Corría aquel esperado día de diciembre en que la patria, convulsa, parecía debatirse entre conservadores platerescos y liberales republicanos.

El malvado Sóstenes Antípides —cuya sola presencia infundía temor en el ánimo de los buenos parroquianos— fue obligado a comparecer ante la autoridad del recientemente nombrado Gobernador de Querétaro, el borrachín general don José María Arteaga.

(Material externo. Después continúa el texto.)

PR #61, opened 2020-06-12
Implement translation of non-recursive datatype declarations #58

### LINKED ISSUE #58: Implement translation of non-recursive datatype declarations (with smart constructors)
Implement the translation of non-recursive datatype declarations. Add smart constructors for the `Free` lifted version using `pattern` declarations.

JonasHoefer:
Closing #58


src/lib/FreeC/Backend/Agda/Converter/TypeDecl.hs
```diff
@@ -0,0 +1,101 @@
...
+-- | Converts a single constructor of a (non-recursive) data type.
+convertConstructor :: IR.Type -> IR.ConDecl -> Converter Agda.Declaration
+convertConstructor retType (IR.ConDecl _ ident argTs) =
+  Agda.funcSig
+    <$> lookupValueIdent ident
+    <*> convertConstructorType argTs retType
+
+-- | Converts a list of constructors to a list of smart constructors.
+convertSmartConstrs :: [IR.ConDecl] -> Converter [Agda.Declaration]
+convertSmartConstrs = mapM convertSmartConstr
```
just95: I am not a huge fan of abbreviations. But if we abbreviate names, we should do so consistently. Since `ConstructorDeclaration` is abbreviated `ConDecl` in IR, I would rename `convertConstructor` to `convertConDecl` and `convertSmartConstrs` to `generateSmartConDecl` (I prefer the prefix `generate` instead of `convert` if the conversion function generates a syntactic construct that does not exist in Haskell). I also prefer long names over single letter abbreviations (e.g., `argTypes` and `typeVars` instead of `argTs` and `tVars`).

src/lib/FreeC/Backend/Agda/Syntax.hs
```diff
@@ -140,7 +188,6 @@ hiddenArg :: Name -> NamedArg Binder
 hiddenArg n =
   Arg hiddenArgInfo $ Named Nothing $ Binder Nothing $ mkBoundName_ n
 
--- | Argument meta data marking them as hidden.
```
just95: Why did you remove the comment? Also functions that are not exported and functions in `where` blocks should be documented even if the comments don't make it into the documentation generated by Haddock.

src/lib/FreeC/Environment/Fresh.hs
```diff
@@ -9,11 +9,14 @@ module FreeC.Environment.Fresh where
 import           Data.List                      ( elemIndex )
 import qualified Data.Map.Strict               as Map
 
+import qualified FreeC.Backend.Agda.Syntax     as Agda
 import qualified FreeC.Backend.Coq.Syntax      as Coq
 import           FreeC.Environment
 import           FreeC.Environment.Renamer
 import           FreeC.IR.SrcSpan
 import qualified FreeC.IR.Syntax               as IR
+import qualified FreeC.IR.SrcSpan              as IR
```
just95: `FreeC.IR.SrcSpan` does not have to be imported `qualified` since you have imported it unqualified above already. The module also does not have to be imported qualified in general. All modules that must be imported qualified are listed in `.hlint.yaml`. All other modules should be imported unqualified if possible.

src/lib/FreeC/Backend/Agda/Converter/TypeDecl.hs
```diff
@@ -0,0 +1,101 @@
...
+--
+--   We use Agda's @pattern@ declarations for smart constructors to simplify
+--   pattern matching in proofs.
+convertSmartConstr :: IR.ConDecl -> Converter Agda.Declaration
+convertSmartConstr (IR.ConDecl _ ident argTs) = do
+  smartName <- lookupSmartIdent ident
+  patternDecl smartName (repeat "x" `zip` argTs) $ \vars -> do
+    normalName <- Agda.IdentP . Agda.qname' <$> lookupValueIdent ident
+    let pureVal = foldl Agda.appP normalName vars
+    pure (Agda.IdentP (Agda.qname' Agda.Base.pure) `Agda.appP` pureVal)
```
just95: Try to use `return` instead of `pure` (especially if you are in a `do` block). I would use `pure` only if there is no `Monad` instance.

src/lib/FreeC/Backend/Agda/Converter/TypeDecl.hs
```diff
@@ -0,0 +1,101 @@
...
+  -> [(String, IR.Type)]
+  -- ^ Types and preferred names for the bound variables.
+  -> ([Agda.Pattern] -> Converter Agda.Pattern)
+  -- ^ Continuation for creating the definition using the new variables.
+  -> Converter Agda.Declaration
+patternDecl name vars k = localEnv $ do
+  names <- mapM (uncurry freshAgdaVar) vars
+  let decls = map (Agda.Arg Agda.defaultArgInfo . Agda.unqualify) names
+  let varPatterns = map Agda.IdentP names
+  Agda.patternSyn name decls <$> k varPatterns
```
just95, line 119: I would inline this into `convertSmartConstr`. It is used nowhere else and the continutation makes the code difficult to comprehend.

src/lib/FreeC/Environment/Fresh.hs
```diff
@@ -114,3 +117,13 @@ freshCoqQualid :: String -> Converter Coq.Qualid
 freshCoqQualid prefix = do
   ident <- freshHaskellIdent prefix
   inEnv $ renameQualid ident
+
+-- | Generates a new Agda identifer based on the given name.
+--
+--   Note: Type is redundant with next merge from master and the introduction
+--   of @Fresh@
```
just95: Better use the `TODO` keyword in such comments instead of `Note`. I periodically search for `TODO` comments and resolve them.

src/lib/FreeC/Backend/Agda/Converter/Arg.hs
```diff
@@ -0,0 +1,48 @@
+-- | This module contains functions for generating Agda function, constructor
+--   and type arguments from our intermediate representation.
+
+module FreeC.Backend.Agda.Converter.Arg
+  ( convertTypeVarDecl
+  , lookupIdent
+  , lookupValueIdent
+  , lookupTypeIdent
+  , lookupSmartIdent
```
just95: I don't think the `lookup` functions belong into this module. Furthermore, the name `lookupIdent` isn't ideal. It can easily be confused for [`FreeC.Environment.lookupIdent`](https://freeproving.github.io/free-compiler/docs/master/FreeC-Environment.html#v:lookupIdent). Consider to inline the definitions of these functions instead of just moving them to their own module. That would make much more explicit what's actually happening. If that causes expressions to become unreadable, consider to fall back to `do` notation and assign names to intermediate results.

src/lib/FreeC/Backend/Agda/Converter/Free.hs
```diff
@@ -6,9 +6,12 @@ module FreeC.Backend.Agda.Converter.Free
   , free
   , applyFreeArgs
   , addFreeArgs
+  , freeDataDecl
```
just95: Since `freeDataDecl` is not of general purpose, it should be part of `FreeC.Backend.Agda.Converter.TypeDecl`.

src/lib/FreeC/Backend/Agda/Converter/TypeDecl.hs
```diff
@@ -0,0 +1,101 @@
...
+                                                , lookupValueIdent
+                                                , lookupTypeIdent
+                                                , lookupSmartIdent
+                                                )
+import           FreeC.Environment.Fresh        ( freshAgdaVar )
+import           FreeC.Monad.Converter          ( Converter
+                                                , localEnv
+                                                )
+
+
```
just95:
```suggestion

```

just95 (changes requested):

src/lib/FreeC/Backend/Agda/Syntax.hs
```diff
@@ -158,6 +158,15 @@ ident = Ident . qname' . name
 set :: Expr
 set = ident "Set"
 
+-- | Creates a @data@ declaration with the given name, binding the list of type
+--   variables and defining the list of constructors.
+--
+--   > name [(α₁ : eₙ), …, {αₙ : eₙ}] [C₁, …, Cₘ]
+--   >   ↧
+--   > data name (α₁ : eₙ) … {αₙ : eₙ} : Set where
```
just95: To me it is not obvious what `(α₁ : eₙ) … {αₙ : eₙ}` should mean exactly. I guess that you want to express that the binders can be explicit or implicit. But the notation suggests that all but the last binder are explicit. I would just introduce meta variables `b₁ … bₙ` to express that the binders can be arbitrary.

Instead of `name` I'd suggest to use `D` since that is the meta variable we usually use for the names of data type declarations in the remaining documentation.

just95 (changes requested):

src/lib/FreeC/Backend/Agda/Syntax.hs
JonasHoefer: I probably cut instead of copied it, while writing the comment for the non hidden version.

src/lib/FreeC/Backend/Agda/Converter/TypeDecl.hs
JonasHoefer: In the first version of the code the two functions were combined in a single one. The result was quite large and also hard to comprehend. I think it's logical to split the function in the generation of the syntactic construct (a `pattern` declaration binding variables) and the actual code generation (the smart constructor itself). 
Abstracting the `pattern` declaration as a function taking a continuation also has the advantage of forcing the caller to generate the code in a `localEnv` and mirroring the actual generated scope in Agda.

src/lib/FreeC/Backend/Agda/Converter/Free.hs
```diff
@@ -32,7 +33,22 @@ applyFreeArgs qname = foldl1
...
+-- | Adds the reserved names for the free args @Shape@ and @Pos@ to a list of
 --   names.
 addFreeArgs :: [Agda.Name] -> [Agda.Name]
 addFreeArgs ts = Agda.Base.shape : Agda.Base.position : ts
+
+-- | Identifier for @Shape@.
+--
+--   > Shape
+shape :: Agda.Expr
+shape = Agda.Ident $ Agda.qname' $ Agda.Base.shape
```
ichistmeinname: If you cannot decide between explicit parentheses and `$`, please always go for parentheses instead! (In line 32 you use parentheses, for example.)

src/lib/FreeC/Backend/Agda/Converter/TypeDecl.hs
```diff
@@ -0,0 +1,115 @@
...
+-- | Converts a single constructor of a (non-recursive) data type.
+convertConstructor :: IR.Type -> IR.ConDecl -> Converter Agda.Declaration
+convertConstructor retType (IR.ConDecl _ ident argTypes) =
+  Agda.funcSig
+    <$> lookupValueIdent ident
+    <*> convertConstructorType argTypes retType
+
+-- | Converts a list of constructors to a list of smart constructors.
+generateSmartConDecls :: [IR.ConDecl] -> Converter [Agda.Declaration]
+generateSmartConDecls = mapM generateSmartConDecl
```
ichistmeinname: I think it's okay to use `mapM generateSmartConDecl` in the one place you actually need it instead of defining this extra function.

ichistmeinname (changes requested):

src/lib/FreeC/Backend/Agda/Converter/Free.hs
JonasHoefer: I usually use `$` when applying two or more functions to the same argument to avoid writing nested parentheses. I think `f (g (h x))` is harder to read then `f $ g $ h x`. I can of course change it.

just95 (approved):
The code looks good to me. However, we should probably start to add some test cases for the Agda back end.

src/lib/FreeC/Backend/Agda/Converter/FuncDecl.hs
```diff
@@ -31,22 +31,17 @@ convertFuncDecl decl = localEnv $ sequence [convertSignature decl]
...
-  Agda.unqualify <$> lookupAgdaIdentOrFail srcSpan IR.ValueScope name
+convertSignature (IR.FuncDecl _ (IR.DeclIdent srcSpan name) tVars args retType _)
+  = Agda.funcSig <$> ident <*> convertFunc_ tVars types retType
+ where
+  types = map IR.varPatType args
+  ident = lookupUnQualAgdaIdentOrFail srcSpan IR.ValueScope name
 
 -- | Converts a fully applied function.
 convertFunc_
   :: [IR.TypeVarDecl] -> [Maybe IR.Type] -> Maybe IR.Type -> Converter Agda.Expr
```
ichistmeinname: Maybe that's just me not knowing the code well enough, but was such a naming scheme used before? It's first time I stumble upon a suffix `_`.

src/lib/FreeC/Backend/Agda/Converter/TypeDecl.hs
```diff
@@ -0,0 +1,110 @@
...
+                                                ( convertConstructorType )
+import           FreeC.Backend.Agda.Converter.Arg
+                                                ( convertTypeVarDecl )
+import           FreeC.Environment.Fresh        ( freshAgdaVar )
+import           FreeC.Environment.LookupOrFail
+import           FreeC.Monad.Converter          ( Converter
+                                                , localEnv
+                                                )
+
+-- | Converts a data or type synonym declaration.
```
ichistmeinname, line 26: Maybe the comment should mention, that the current state does not handle type synonyms (even if it's only temporary due to vertical prototyping)?

src/lib/FreeC/Backend/Agda/Converter/TypeDecl.hs
```diff
@@ -0,0 +1,110 @@
...
+
+-- | Converts a data declaration.
+convertDataDecl
+  :: IR.DeclIdent
+  -> [IR.TypeVarDecl]
+  -> [IR.ConDecl]
+  -> Converter Agda.Declaration
+convertDataDecl ident@(IR.DeclIdent srcSpan name) typeVars constrs =
+  localEnv
+    $   freeDataDecl
```
ichistmeinname: As I'm not quite sure what happens here, the comment should explain what the function does a bit more?

src/lib/FreeC/Backend/Agda/Converter/TypeDecl.hs
```diff
@@ -0,0 +1,110 @@
...
+
+-- | Creates a new pattern declaration binding variables with the given names
+--   and types.
+patternDecl
+  :: Agda.Name
+  -- ^ Name of the declaration.
+  -> [(String, IR.Type)]
+  -- ^ Types and preferred names for the bound variables.
+  -> ([Agda.Pattern] -> Converter Agda.Pattern)
+  -- ^ Continuation for creating the definition using the new variables.
```
ichistmeinname, line 113: I guess that you need to use a new line for the comments here due to the 80 chars rule? ; )

ichistmeinname (changes requested):

src/lib/FreeC/Backend/Agda/Converter/FuncDecl.hs
JonasHoefer: The Agda code base uses this naming structure sometimes for  specialized versions of the same function (e.g. `mkBinder_` and `mkBinder`, `mkBoundName_` and `mkBoundName`). I use this notation for some smart constructors in `FreeC.Backend.Agda.Syntax`.
In this case the name is probably just a result of renaming and moving functions arround. I will change it.

src/lib/FreeC/Backend/Agda/Converter/TypeDecl.hs
JonasHoefer: That's right. This should conform to [haddocks comment style](https://haskell-haddock.readthedocs.io/en/latest/markup.html#constructors-and-record-fields). `-- ^` always refers to the argument before the comment. If only one `-- ^` is found after a declaration it refers to the whole function/constructor instead of the return type/last argument.
Writing the comments over two lines reduced readability and made them blend together.

ichistmeinname (approved):
Good work!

Este bonachón militar, tras reponerse milagrosamente de las cruentas heridas nacidas del fragor de la guerra, acababa de recibir las más altas condecoraciones de manos del mismísimo presidente don Benito Juárez, en la heroica ciudad de Puebla.

—¡Urge! — mencionaba el abuelo de la casa de los Olguín, mientras devoraba sus ricos panes de cubierta azucarada, tratando de atinar a la boca de la taza por su temblorina — pues, apurar la resistencia para contener el empuje de las tropas extranjeras que permanecían agazapadas en las costas de Veracruz, por lo que la entera disposición de Sóstenes a la causa de las armas se volvía asunto de vital trascendencia ¡Les dije!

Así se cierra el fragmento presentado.